═══ INPUT DATA
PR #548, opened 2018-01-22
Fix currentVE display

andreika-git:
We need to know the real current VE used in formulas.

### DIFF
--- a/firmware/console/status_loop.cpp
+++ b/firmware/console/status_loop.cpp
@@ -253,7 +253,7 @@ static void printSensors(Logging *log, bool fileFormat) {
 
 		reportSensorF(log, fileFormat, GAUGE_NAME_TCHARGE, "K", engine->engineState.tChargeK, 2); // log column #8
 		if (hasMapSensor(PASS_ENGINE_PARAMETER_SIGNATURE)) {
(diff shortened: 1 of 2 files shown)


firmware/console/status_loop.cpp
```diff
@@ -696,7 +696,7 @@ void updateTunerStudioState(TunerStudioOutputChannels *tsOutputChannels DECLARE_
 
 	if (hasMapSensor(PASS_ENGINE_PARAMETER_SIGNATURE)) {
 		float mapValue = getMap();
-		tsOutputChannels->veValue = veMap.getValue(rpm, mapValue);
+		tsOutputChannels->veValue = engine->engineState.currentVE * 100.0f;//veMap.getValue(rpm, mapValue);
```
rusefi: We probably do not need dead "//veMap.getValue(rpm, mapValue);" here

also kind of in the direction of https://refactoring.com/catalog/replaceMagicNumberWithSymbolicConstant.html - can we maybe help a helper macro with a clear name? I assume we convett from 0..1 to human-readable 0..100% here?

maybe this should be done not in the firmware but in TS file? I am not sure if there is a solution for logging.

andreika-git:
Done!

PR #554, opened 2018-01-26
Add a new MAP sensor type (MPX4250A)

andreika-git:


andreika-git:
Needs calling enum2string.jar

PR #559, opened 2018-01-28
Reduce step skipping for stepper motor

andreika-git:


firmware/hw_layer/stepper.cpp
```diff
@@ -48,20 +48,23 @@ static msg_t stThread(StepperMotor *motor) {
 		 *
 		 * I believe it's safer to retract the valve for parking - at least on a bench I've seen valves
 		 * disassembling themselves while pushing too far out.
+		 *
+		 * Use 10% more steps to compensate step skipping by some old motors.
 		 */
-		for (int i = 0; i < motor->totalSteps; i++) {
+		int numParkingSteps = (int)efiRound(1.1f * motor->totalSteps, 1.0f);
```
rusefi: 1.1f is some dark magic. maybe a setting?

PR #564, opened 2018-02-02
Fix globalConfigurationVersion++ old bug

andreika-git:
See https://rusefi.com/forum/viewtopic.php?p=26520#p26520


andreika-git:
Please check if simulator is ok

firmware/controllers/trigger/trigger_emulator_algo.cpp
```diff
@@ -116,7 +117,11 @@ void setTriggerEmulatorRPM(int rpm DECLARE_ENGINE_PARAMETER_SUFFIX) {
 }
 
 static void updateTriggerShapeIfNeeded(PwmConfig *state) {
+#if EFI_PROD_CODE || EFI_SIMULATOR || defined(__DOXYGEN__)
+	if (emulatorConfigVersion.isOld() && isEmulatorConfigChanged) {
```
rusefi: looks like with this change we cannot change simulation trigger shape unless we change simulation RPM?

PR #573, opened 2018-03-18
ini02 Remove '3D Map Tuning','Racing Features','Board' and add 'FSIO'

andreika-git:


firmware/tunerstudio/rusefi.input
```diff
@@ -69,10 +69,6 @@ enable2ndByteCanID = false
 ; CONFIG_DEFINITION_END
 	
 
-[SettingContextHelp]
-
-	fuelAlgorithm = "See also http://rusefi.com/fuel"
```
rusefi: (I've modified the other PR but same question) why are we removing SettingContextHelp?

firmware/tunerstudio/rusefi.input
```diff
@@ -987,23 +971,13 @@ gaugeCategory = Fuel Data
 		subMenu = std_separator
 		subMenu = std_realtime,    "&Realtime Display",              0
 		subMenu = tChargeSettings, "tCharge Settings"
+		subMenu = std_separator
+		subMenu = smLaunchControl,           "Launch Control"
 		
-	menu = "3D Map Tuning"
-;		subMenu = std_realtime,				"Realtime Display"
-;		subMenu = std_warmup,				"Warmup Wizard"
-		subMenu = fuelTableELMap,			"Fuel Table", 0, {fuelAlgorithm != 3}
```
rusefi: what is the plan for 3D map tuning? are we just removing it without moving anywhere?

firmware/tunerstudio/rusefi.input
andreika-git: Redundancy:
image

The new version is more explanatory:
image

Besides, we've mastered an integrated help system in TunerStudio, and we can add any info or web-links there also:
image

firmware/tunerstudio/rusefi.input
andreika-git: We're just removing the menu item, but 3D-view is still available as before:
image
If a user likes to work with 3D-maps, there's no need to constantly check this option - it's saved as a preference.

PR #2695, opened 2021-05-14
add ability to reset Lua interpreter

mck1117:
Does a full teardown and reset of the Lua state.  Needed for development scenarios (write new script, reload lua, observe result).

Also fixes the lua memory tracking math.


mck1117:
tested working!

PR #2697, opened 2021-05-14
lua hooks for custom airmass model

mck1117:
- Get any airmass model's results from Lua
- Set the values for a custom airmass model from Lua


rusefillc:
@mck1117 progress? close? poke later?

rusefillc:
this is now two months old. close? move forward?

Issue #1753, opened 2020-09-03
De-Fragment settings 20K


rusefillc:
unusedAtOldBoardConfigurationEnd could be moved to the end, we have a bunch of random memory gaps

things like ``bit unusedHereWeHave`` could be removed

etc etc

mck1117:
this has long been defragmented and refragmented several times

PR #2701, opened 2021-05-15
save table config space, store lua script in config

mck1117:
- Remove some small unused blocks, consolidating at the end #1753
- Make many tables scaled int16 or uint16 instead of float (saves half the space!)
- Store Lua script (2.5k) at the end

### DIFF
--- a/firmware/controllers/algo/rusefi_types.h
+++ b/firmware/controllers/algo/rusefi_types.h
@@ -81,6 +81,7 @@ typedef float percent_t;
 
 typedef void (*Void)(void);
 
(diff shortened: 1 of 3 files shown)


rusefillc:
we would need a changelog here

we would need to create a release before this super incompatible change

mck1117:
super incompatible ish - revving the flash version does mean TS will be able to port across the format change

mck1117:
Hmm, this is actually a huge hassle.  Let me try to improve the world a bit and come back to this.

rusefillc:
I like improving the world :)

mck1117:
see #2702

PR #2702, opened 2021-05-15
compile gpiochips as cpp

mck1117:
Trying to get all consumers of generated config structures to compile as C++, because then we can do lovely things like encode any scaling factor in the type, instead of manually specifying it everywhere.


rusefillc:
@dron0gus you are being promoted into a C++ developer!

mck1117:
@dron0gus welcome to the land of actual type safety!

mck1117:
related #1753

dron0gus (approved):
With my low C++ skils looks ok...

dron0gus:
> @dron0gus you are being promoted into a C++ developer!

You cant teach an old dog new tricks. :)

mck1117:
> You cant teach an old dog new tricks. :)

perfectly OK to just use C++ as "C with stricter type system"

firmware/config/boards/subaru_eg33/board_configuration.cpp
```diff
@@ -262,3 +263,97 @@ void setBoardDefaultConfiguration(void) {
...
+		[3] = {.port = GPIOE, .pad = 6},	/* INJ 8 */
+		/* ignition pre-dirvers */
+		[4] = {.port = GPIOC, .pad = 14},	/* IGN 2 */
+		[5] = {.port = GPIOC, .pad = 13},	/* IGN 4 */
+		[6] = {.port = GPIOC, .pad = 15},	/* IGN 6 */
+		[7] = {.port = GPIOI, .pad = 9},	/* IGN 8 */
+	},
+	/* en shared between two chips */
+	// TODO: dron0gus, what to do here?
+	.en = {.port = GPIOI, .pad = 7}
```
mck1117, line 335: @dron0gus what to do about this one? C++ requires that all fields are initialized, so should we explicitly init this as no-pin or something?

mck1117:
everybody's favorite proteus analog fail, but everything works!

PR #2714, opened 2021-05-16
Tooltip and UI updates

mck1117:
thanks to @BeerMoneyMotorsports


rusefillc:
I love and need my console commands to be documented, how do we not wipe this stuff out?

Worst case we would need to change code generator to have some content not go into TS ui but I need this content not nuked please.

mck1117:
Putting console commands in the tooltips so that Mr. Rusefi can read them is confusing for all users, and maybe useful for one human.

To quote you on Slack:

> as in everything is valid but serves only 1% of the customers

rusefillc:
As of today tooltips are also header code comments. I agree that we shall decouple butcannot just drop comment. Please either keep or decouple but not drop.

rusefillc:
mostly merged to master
══════
**EXERCISE REQUIREMENTS:** Among the entries above, identify all lines with "https" and copy them.

**RESULT FOR THIS TASK:**
also kind of in the direction of https://refactoring.com/catalog/replaceMagicNumberWithSymbolicConstant.html - can we maybe help a helper macro with a clear name? I assume we convett from 0..1 to human-readable 0..100% here?
See https://rusefi.com/forum/viewtopic.php?p=26520#p26520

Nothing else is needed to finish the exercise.